Saturday, February 14, 2015

Heroes, Saints, and Expeditions

by: Jessica Cassyle Carr

Ray Maseman explains the etching process.
Ray Maseman heralded in Heroes, Saints, and Expeditions on the first Friday of February. The show, which runs through the end of the month, is the loyal artist’s ninth at New Grounds. Maseman’s newest collection of multiple plate etchings portrays lingering “meditations on existential questions of purpose, home, and the burdens and responsibilities of adulthood,” he explains in his artist statement. This existentialism is depicted through a lighthearted collection of animal characters engaged in a variety of brave odysseys and industrious undertakings.  A cavalry of carpenter penguins forges onward with their rulers, hammers, and saws.

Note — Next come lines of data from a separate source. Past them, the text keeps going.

PR #4515, opened 2024-05-29
test: fix IOError about Tempfile closed when GC

daipom:
None.

`Tempfile#binmode` returns `File` object, not own `Tempfile` object.
So, GC will cause its finalizer and the file can be closed during the test.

A contemplative ram and potted tree are adrift in a wooden boat. The characters’ activities are often set in vast ocean scenes, inspired by Maseman’s residencies afar in the Faroe Islands (an archipelago located between Iceland and Norway and north of Scotland) during the past two summers. Other scenes play out in desolate, jagged, ochre environments - an indirect reference to the New Mexico landscape.

Friday’s opening was a convivial evening - thank you to all of the art appreciators who attended. If you didn’t make the event, please stop by and ponder life’s purpose / see the show before the month’s end.


Maseman's daughters mingle with opening attendees.

Multiple plates await a printmaking demo



New Grounds artists joke around in the office.